Chromatic aberration of the detection optics can also introduce significant errors into the detector calibration and the measurement data used in the spectroscopic model. If the system is affected by chromatic aberration, this effect cannot be easily identified during calibration. In this work, a fiber-coupled measurement arrangement is presented that can identify chromatic errors in the collection optics. This effect can be avoided using achromatic lenses, though one must be aware that these lenses are often optimized over a limited wavelength range.

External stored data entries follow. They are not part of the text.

PR #1456, opened 2024-03-13
NullPointerException fix when calling JS methods exposed as JavaProxys - JSR223

EduFrazao:
With a JavaScript like that
```javascript
    function run() {
         print('Some string');
    }
```

If I try to invoke it from a JavaProxy using this code, I got a NullPointerException
```java
   final ScriptEngine engine = engineManager.getEngineByName("rhino");
   engine.eval(myScript);
   Invocable inv = (Invocable) engine;
   Runnable runnable = inv.getInterface(Runnable.class);
   runnable.run();
```


rbri:
@EduFrazao can you please add an unit test to your PR

p-bakker:
Converted to draft as it currently is missing a testcase

PR #1460, opened 2024-03-29
an optimized version of Context#close()

rbri:
* implement an optimized version of Context#close()
* use try-with-resources for the context at more places


rbri:
A really small optimization that avoids at least one VM bride call and cleans up the code.
I got no complains for this, will merge this now.

PR #1464, opened 2024-04-18
Fixed handling of unicode characters in the lexer

andreabergia:
The lexer was not handling correctly surrogate pairs. References:
- https://tc39.es/ecma262/#prod-IdentifierName
- https://en.wikipedia.org/wiki/UTF-16#Code_points_from_U+010000_to_U+10FFFF

### DIFF
--- a/src/org/mozilla/javascript/TokenStream.java
+++ b/src/org/mozilla/javascript/TokenStream.java
@@ -685,7 +685,7 @@ class TokenStream {
                     c = '\\';
                 }
             } else {
-                identifierStart = Character.isJavaIdentifierStart((char) c);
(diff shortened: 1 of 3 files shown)


rbri:
@andreabergia looks promising, can you please have a look at the failing tests...

andreabergia:
The problem is that the behavior of the Java unicode checks differs depending on the JDK - so the same code might say that a character is a valid unicode identifier on java 11 but not on java 8. Some tests of test262 are failing because of that, it seems.
I had originally run locally the test262 updater with JDK11. I've rerun it with JDK 1.8 and it looks like CI passes now. 🙂

rbri:
Thanks a lot @andreabergia, another step forward.

PR #1469, opened 2024-04-30
Fix unhandled promise rejection handler after a `.then`

### LINKED ISSUE #1461: Promise behaviour
Hi,

I start on my Linux console following:
```
java -jar rhino-1.7.14.jar -version 200
```
And redirect `console.log` to `print` so that the same code can be executed in firefox debugger and on rhino console:
```js
var console = { log: function(text) { print(text); } };
```
On Rhino I get this result for a simple Promise reject:
```javascript
new Promise((resolve, reject) => {console.log("Status: running"); reject("Failed"); }).
  then(function(result) { console.log(`Status: then(${result}) called`); }).
  catch(function(error) { console.log(`Status: catch(${error}) called`); });
  
Status: running
Status: catch(Failed) called
Unhandled rejected promise: Failed
[object Promise]
```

Apparent particle temperatures are determined by applying pyrometry to all possible two-color channel combinations and by fitting a spectrum to all four channels simultaneously. The temperatures determined from the various two-color ratios often differed by up to several hundred Kelvin, highlighting the weakness of two-color ratio pyrometry. This is affirmed by the fact that the largest uncertainties are encountered when combining two-color pyrometry with the two longest detection wavelengths (i.e., 684 and 800 nm), while the lowest uncertainties are encountered when fitting a spectrum to all of the detection channels simultaneously. This suggests that one should always use spectral fitting to multiple wavelengths, whenever possible. However, additional aspects that can affect the analysis need to be considered to affirm this conclusion, such as including the effect of approximating \(\varTheta\) as constant over the filter bandwidth, primary particle polydispersity, non-uniform particle heating, and wavelength-dependent optical properties of the investigated materials’ systems (soot in this case).